◆ Problem requirements:
Let the line containing "Upgrade: fix upgrade temporary directory path" serve as the first line of the answer and the final line of the entries as its last, with every line between copied exactly.

◆ Records provided:
[Start of section]

PR #2161, opened 2022-04-18
HEP: vlan enhance

tjjh89017:

**Problem:**

IT usually configures the switch with VLAN trunk mode rather than VLAN access mode or hybrid mode in a production environment. Therefore, we should add VLAN support for harvester-mgmt and allow multiple Linux bridges in Harvester node configuration.

preview page: https://github.com/tjjh89017/harvester/blob/vlan_enhance/enhancements/20220418-vlan-enhancement.md

**Solution:**

**Related Issue:**
https://github.com/harvester/harvester/issues/1390

**Test plan:**


guangbochen (commented):
Thanks for the HEP documentation, here's some personal feedback:
1. Can u please add the relevant modifications to the Network CRD YAML file?
1. Can you describe the changes involved in the upgrade first (maybe a solution will be added later)?
1. For network diagrams, prefer to change the `Not Possible` to `Not Support`

tjjh89017:
> Thanks for the HEP documentation, here's some personal feedback:
> 
> 1. Can u please add the relevant modifications to the Network CRD YAML file?

I listed `ClusterNetwork` and `NodeNetwork` that we need to modify or we need to create some new CRDs to fit the requirement.
I'm going to create some CRD examples for this enhancement.

> 2. Can you describe the changes involved in the upgrade first (maybe a solution will be added later)?

It will depend on implementation.
I will add it later if we have more discussion about details.

> 3. For network diagrams, prefer to change the `Not Possible` to `Not Support`

Updated.

Thanks a lot

tjjh89017:
update example CRD design.

tjjh89017:
close this
and track in https://github.com/harvester/harvester/pull/3066

Issue #2114, opened 2022-04-05
[BUG] Failed to upgrade harvester when node name too long cause error "Invalid value: ... must be no more than 63 characters"


TachunLin:
**Describe the bug**

When upgrade harvester from v1.0.0 to v1.0.1-rc2, if the node name too long like `harvester-101upgrade-node1`
The upgrade will fail with error message
  ```
  Job.batch "hvst-upgrade-grwbw-single-node-upgrade-harvester-101upgrade-node1" is invalid: spec.template.labels: 
  Invalid value: "hvst-upgrade-grwbw-single-node-upgrade-harvester-101upgrade-node1": must be no more than 63 characters
  ```
  ![image](https://user-images.githubusercontent.com/29251855/161706107-a54d33a0-9198-4d41-87db-8af48bfe6dee.png)

**To Reproduce**
1. Prepare v1.0.0 one node harvester
2. Set a longer node name `harvester-101upgrade-node1`
3. Create a ubuntu image
4. Create a virtual machine
5. Shutdown VM
6. Follow the steps to upgrade to v1.0.1-rc2
https://github.com/harvester/docs/blob/42598035cfe79856f7e159d4c47c4d7d29178900/docs/upgrade/automatic.md

**Expected behavior**

Should allow longer node name to prevent the no longer than 63 characters error during the upgrade to v1.0.1

**Support bundle**

[supportbundle_37fc8ce4-a657-4380-b86d-b517ee995c0e_2022-04-05T07-52-07Z.zip](https://github.com/harvester/harvester/files/8419019/supportbundle_37fc8ce4-a657-4380-b86d-b517ee995c0e_2022-04-05T07-52-07Z.zip)

**Environment:**
 - Harvester ISO version: v1.0.0 GA to v1.0.1-rc2
 - Underlying Infrastructure (e.g. Baremetal with Dell PowerEdge R630): 1 node harvester

**Additional context**

bk201:
https://github.com/harvester/harvester/blob/03ee62133765a03394e1a35ccd4859ad1afd1302/pkg/controller/master/upgrade/common.go#L200
Here the job name is automatically set to label `job-name` by Kubernetes. We need a way to handle the name length > 63 characters. 

A possible way to fix is follow how SUC define a plan's job names: https://github.com/rancher/system-upgrade-controller/blob/79da9f058209b9906bfd6163d58672e9ae67ea5d/pkg/upgrade/job/job.go#L103

TachunLin:
[...]

PR #2165, opened 2022-04-18
Upgrade: concatenate node jobs names safely

bk201:
**Deps**
- I'd suggest testing with https://github.com/harvester/harvester/pull/2166 to make an upgrade complete.

**Problem:**

Fail to create node job if node name is too long.
**Solution:**

Safely concatenate node job names. The idea is to add some hash in the name.

**Related Issue:**
https://github.com/harvester/harvester/issues/2114

**Test plan:**

- Build Harvester ISO, the rancher/harvester image should contain the change
- Create a Harvester v1.0.1 cluster. At least one node should contain a long enough hostname. An example is `harvester-101upgrade-node1`.
- Upgrade to the build ISO.

### DIFF
--- a/pkg/controller/master/upgrade/common.go
+++ b/pkg/controller/master/upgrade/common.go
@@ -4,6 +4,7 @@ import (
 	"fmt"
 
 	upgradev1 "github.com/rancher/system-upgrade-controller/pkg/apis/upgrade.cattle.io/v1"
+	"github.com/rancher/wrangler/pkg/name"
 	batchv1 "k8s.io/api/batch/v1"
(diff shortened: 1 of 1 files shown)


weihanglo (approved):
LGTM

To other reviewers, here is [the source code of `SafeConcatName`](https://github.com/rancher/wrangler/blob/6970ad98ba7bd2755312ccfc6540a92bc9a9e316/pkg/name/name.go#L52-L66)

FrankYang0529 (approved):
LGTM. Validate it can work with https://github.com/harvester/harvester/pull/2166. Thanks.

PR #2192, opened 2022-04-25
Upgrade: fix upgrade temporary directory path

bk201:
The upgrade temporary directory is supposed to be on a node's`/usr/local/upgrade_tmp`, not in container's file system.
Although it makes no difference at this moment, let's fix the bad refactor.

The original intention was to use a directory in node's `/usr/local`, because:
- It's easier to debug. Files are not gone with the container's termination.
- It will reside in the persistent storage from our design.


weihanglo (approved):
Looks reasonable. 👍🏾

johnliu55tw (approved):
LGTM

[End of section]

◆ Solution to this task:
Upgrade: fix upgrade temporary directory path

bk201:
The upgrade temporary directory is supposed to be on a node's`/usr/local/upgrade_tmp`, not in container's file system.
Although it makes no difference at this moment, let's fix the bad refactor.

The original intention was to use a directory in node's `/usr/local`, because:
- It's easier to debug. Files are not gone with the container's termination.
- It will reside in the persistent storage from our design.


weihanglo (approved):
Looks reasonable. 👍🏾

johnliu55tw (approved):
LGTM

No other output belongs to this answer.